Igual que hace treinta años - Las paranoias de Addi.


La luz que se filtraba por el hueco que dejaba la persiana, cerrada sólo a medias, fue suficiente para despertarme. Me dí la vuelta y descubrí su cabeza junto a la mía. Respiraba acompasadamente, con un ronquido que parecía acariciar sus sueños, bucear en el aire viciado del dormitorio, recoger para guardar en la memoria las palabras disparadas durante una noche de sentir y no discernir, de pelear contra la piel ajena y desdecir a la historia, a nuestra historia.
Me deslicé despacio hacia fuera de la cama, intentando que mis movimientos no provocasen un terremoto en el colchón, no quería despertarla. Con ambos pies en el suelo, no pude resistir la tentación de mirarla dormir. Dormir así es una forma de arte, un cuadro viviente que solo se puede colgar del muro de recuerdos de la memoria. La boca sonreía formando una curva rosa que arrugaba sus mejillas, las retorcía y dibujaba en ellas dos hoyuelos que hacían de aquel rostro, hace tiempo sumergido en la cuarentena, una eterna exposición de adolescencia.
El óvalo de la cara continuaba tirante en las mandíbulas, demasiado huesudas, esculpiendo unos contornos cortantes y radicales bajo sus orejas, siempre desnudas de metal y piedras, pequeñas y ocultas bajo el estropicio de bucles negros que seguían brotando de su cráneo.
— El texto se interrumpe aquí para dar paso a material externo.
PR #2511, opened 2023-02-22
Allow configure default country code in element welcome page.

igogold:
Element web client has ability to set default phone country code to use when login via phone number. By default it is 'GB' but can be changed by setting ['default_country_code'](https://github.com/vector-im/element-web/blob/a26be2665fc1ba55842a613a154cddab5bdb32e6/docs/config.md#default-settings) in 'config.json'. So I've added a new variable to configure it when needed.

### DIFF
--- a/roles/custom/matrix-client-element/defaults/main.yml
+++ b/roles/custom/matrix-client-element/defaults/main.yml
@@ -191,6 +191,9 @@ matrix_client_element_self_check_validate_certificates: true
 # don't show the registration button on welcome page
 matrix_client_element_registration_enabled: false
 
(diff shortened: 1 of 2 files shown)


spantaleev:
Thanks!

It should be noted that a dedicated variable was not strictly necessary. One could configure any option via `matrix_client_element_configuration_extension_json`, like this:

```yaml
matrix_client_element_configuration_extension_json: |
  {
     "default_country_code": "GB"
  }
```

igogold:
Thank you, I completely missed this style of configuration.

De repente, arrugó la naricilla, aspiró con fuerza y abrió los ojos. Agitó las pestañas, acondicionó las pupilas al claroscuro de la habitación y me sonrió con todo el rostro.
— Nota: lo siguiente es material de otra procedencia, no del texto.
PR #2515, opened 2023-02-24
feat: add sliding-sync-proxy support

### LINKED ISSUE #2478: Support deploying the Sliding Sync proxy
Sliding sync is the future of the Matrix sync api, and might finally give matrix a vaguely okay new-device experience. Sadly, there are no plans for implementing it in Synapse yet, even as the SS-only Element X nears a first public release. The official word from Matthew himself is "install the proxy".

I would install it manually, but I'm unsure how to integrate it with the docker-based setup that this playbook installs, so it seems that the best solution would be for it to be installed by this playbook.

It seems the proxy is installed on it's own URL, which is then referenced in the .well-known file. See https://github.com/matrix-org/sliding-sync/blob/main/docs/Landing.md

https://github.com/matrix-org/sliding-sync

gnunicorn:
fixes #2478

### DIFF
--- a/roles/custom/matrix-base/templates/static-files/well-known/matrix-client.j2
+++ b/roles/custom/matrix-base/templates/static-files/well-known/matrix-client.j2
@@ -26,6 +26,11 @@
 		"preferredDomain": {{ matrix_client_element_jitsi_preferredDomain|to_json }}
 	}
 	{% endif %}
+	{% if matrix_sliding_sync_proxy_enabled %},
+	"org.matrix.msc3575.proxy": {
+		"url": "https://{{ matrix_server_fqn_sliding_sync_proxy }}/_matrix/client/unstable/org.matrix.msc3575/sync"
+	}
+	{% endif %}
 	{% if matrix_client_element_location_sharing_enabled %},
 	"m.tile_server": {
         "map_style_url": "https://{{ matrix_server_fqn_element }}/map_style.json"
--- a/group_vars/matrix_servers
+++ b/group_vars/matrix_servers
@@ -344,6 +344,8 @@ devture_systemd_service_manager_services_list_auto: |
     +
     ([{'name': 'matrix-registration.service', 'priority': 4000, 'groups': ['matrix', 'registration']}] if matrix_registration_enabled else [])
     +
+    ([{'name': 'matrix-sliding-sync-proxy.service', 'priority': 4000, 'groups': ['matrix', 'sliding-sync-proxy']}] if matrix_sliding_sync_proxy_enabled else [])
+    +
     ([{'name': 'matrix-sygnal.service', 'priority': 800, 'groups': ['matrix', 'sygnal']}] if matrix_sygnal_enabled else [])
     +
     ([{'name': 'matrix-goofys.service', 'priority': 800, 'groups': ['matrix', 'goofys']}] if matrix_s3_media_store_enabled else [])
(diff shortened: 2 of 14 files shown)


roles/custom/matrix-base/templates/static-files/well-known/matrix-client.j2
```diff
@@ -26,6 +26,11 @@
 		"preferredDomain": {{ matrix_client_element_jitsi_preferredDomain|to_json }}
 	}
 	{% endif %}
+	{% if matrix_sliding_sync_proxy_enabled %},
+	"org.matrix.msc3575.proxy": {
+		"url": "https://{{ matrix_server_fqn_sliding_sync_proxy }}/_matrix/client/unstable/org.matrix.msc3575/sync"
```
Kab1r, line 31: I believe this should not include the path to the sync API, just the URL of sync proxy:
```json
{
    "org.matrix.msc3575.proxy": {
        "url": "https://{{ matrix_server_fqn_sliding_sync_proxy }}"
    }
}
```

See Matrix.org's client well-known as an example:
https://matrix.org/.well-known/matrix/client

Kab1r (changes requested):

roles/custom/matrix-base/templates/static-files/well-known/matrix-client.j2
gnunicorn: While, I'd generally agree, the way I read the [Section in the MSC3575](https://github.com/matrix-org/matrix-spec-proposals/blob/kegan/sync-v3/proposals/3575-sync.md#unstable-prefix) as it is now, it specifically talks about the URL the sync is to be found at. I'll ask there for clarification.

Kab1r: Hmm, the way I read that section was that both the well-known JSON key: `org.matrix.msc3575.proxy` and the path to the sync endpoint are prefixed.
One stabilized, the JSON key would just be `proxy`

FSG-Cat: The Proxy is a temporary measure im not sure it will actually become stable. As in its likely there wont be a proxy that is under a stable identifier as this will just become sync v4 endpoint wise

FSG-Cat: Clarification from Travis on the matter of the destiny of the proxy. It seems like its not going to become stabilised also as for what the /.well-known content should be to me it sounds like it should be 
```
{
    "org.matrix.msc3575.proxy": {
        "url": "https://{{ matrix_server_fqn_sliding_sync_proxy }}"
    }
}
``` 
as @Kab1r is suggesting.

gnunicorn:
Because of priority reshuffling I won't be working on this for the next few days yet. If anyone wants to take this and run it to completion, please feel free to do so and superseed my PR. The current state and necessary tasks from my point of view are:

 - [x] Sliding sync Docker image included
 - [x] Sliding sync proxy linked to postgresql service
 - [x] Sliding sync proxy running and exposed via nginx-proxy
 - [x] Sliding sync proxy-URL added to the well-known
 - [ ] ensure the self-build-part of docker works properly
 - [ ] switch from nginx to traefik as proxy
 - [ ] ensure the proxy-url in well-known is correct (seems to be only the fqdn)

spantaleev:
[Sliding Sync support is here](https://github.com/spantaleev/matrix-docker-ansible-deploy/blob/6c1a39e6e9efbe0c1637006c8be16238e70845b3/CHANGELOG.md#sliding-sync-proxy-element-x-support) now. Thanks to everyone who contributed to this!

PR #2531, opened 2023-02-28
remove devture services in remove-all script

array-in-a-matrix:
Currently the `remove-all.j2` script (or `/matrix/bin/remove-all`) removes all matrix systemd services but leaves `devture-traefik.service`. If more devture services are added in the future they will also be left running.


array-in-a-matrix:
Looks like `/devture-traefik` also remains, what variable controls its location?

La disciplina se disolvió en el néctar color caramelo de sus iris. La fuga se frustró tan pronto las fosas de sus mofletes se hicieron más profundas, más infantiles; generalas que dirigían mi voluntad.
Me dejé caer sobre el colchón, cual camikace dirigí mis labios hacia los suyos, que seguían cerrados, construyendo una línea serena que tenía réplica de perfecta geometría unos centímetros más abajo, en el contorno de su barbilla.
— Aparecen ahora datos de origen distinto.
PR #2535, opened 2023-03-02
Set Traefik base path

Call-Me-G-Now:
set Traefik's base path to be in the matrix base path tree. This is in alignment with all other roles' data paths

### DIFF
--- a/group_vars/matrix_servers
+++ b/group_vars/matrix_servers
@@ -3781,6 +3781,8 @@ matrix_user_verification_service_uvs_auth_token: "{{ '%s' | format(matrix_homese
 # See the comment there for more details about why we have both `devture_traefik_enabled` and `matrix_playbook_traefik_role_enabled`.
 devture_traefik_enabled: "{{ matrix_playbook_reverse_proxy_type == 'playbook-managed-traefik' }}"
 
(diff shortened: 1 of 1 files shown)


spantaleev:
Thinking about the Matrix playbook in isolation, it does make sense.. It also makes sense adding a `devture_traefik_identifier` variable to the role and setting it to `matrix-traefik` (so that the systemd service is called `matrix-traefik.service`, etc).

However, Traefik is a component that allows us to go beyond this Matrix playbook.. It's not Matrix's Traefik, it's your global Traefik instance for this server and it possibly reverse-proxies to all your other containers there. These other containers may be configured manually, via docker-compose or via our [Related](https://github.com/spantaleev/matrix-docker-ansible-deploy#related) playbooks.

All these other playbooks actually use the same Traefik role and install it to the same global location (`/devture-traefik`). Ideally, you would install it through just one playbook, but.. it's a global instance in any case.

One of the reasons for moving the Matrix playbook to Traefik was to align it with all these other playbooks and allow people to easily host **all** these other services on the same machine.

Call-Me-G-Now:
Understood, thanks for the explanation

PR #3213, opened 2026-02-07
Fix pages when access control is true

uda:
When `GITLAB_PAGES_ACCESS_CONTROL` is set to `true` the variable `GITLAB_RELATIVE_URL_ROOT` added recently is not being replaced causing pages to fail starting


emotroshylov:
Hi @sachilles 
Could you please take a look at this PR when you have some time?
This bug is still fully reproducible and completely breaks GitLab Pages on recent versions like v19.0.1 whenever GITLAB_PAGES_ACCESS_CONTROL is enabled. 
This PR contains a solid fix that solves the problem. It would be awesome to get this reviewed and merged. 
Thank you!

sachilles:
@emotroshylov Thanks for the ping. I'm creating backports for all the other active versions.

sachilles:
@uda Thank you for your contribution, and I apologize for the long wait.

Los abrí con mi lengua, no encontró oposición, y buscó sus pensamientos en el paladar, en las encías, en el hueco que dejaba la extraviada muela anterior a la del juicio, aquél que nos había abandonado aquella madrugada.
Hundí mi cabeza en su pelo, olía a papelería de barrio, a salitre, a hierba recién cortada, igual que hace treinta años.
Cuando nos separamos, una noche fresca de abril, con la plaza de toros como único testigo de mi abatimiento. Aquello me pareció un prematuro fin del mundo. Sentía que mi corazón hacía sangre por cada costura reventada, por cada compuerta desencajada, por cada desagüe de seguridad sobrepasado.
Cuando nos encontramos, hace unos meses, en un bar que solíamos frecuentar en los ochenta: recordamos las manifestaciones de estudiantes, mi cólera ante la injusticia, su miedo a que nos separasen, las manos enlazadas ante el cataclismo de bolas de goma surcando el aire de la Gran Vía; me dí cuenta de que ella también albergaba recuerdos de entonces, de cuando eramos tan poderosos que el tiempo no significaba más que el desierto de minutos que transcurría entre beso y beso.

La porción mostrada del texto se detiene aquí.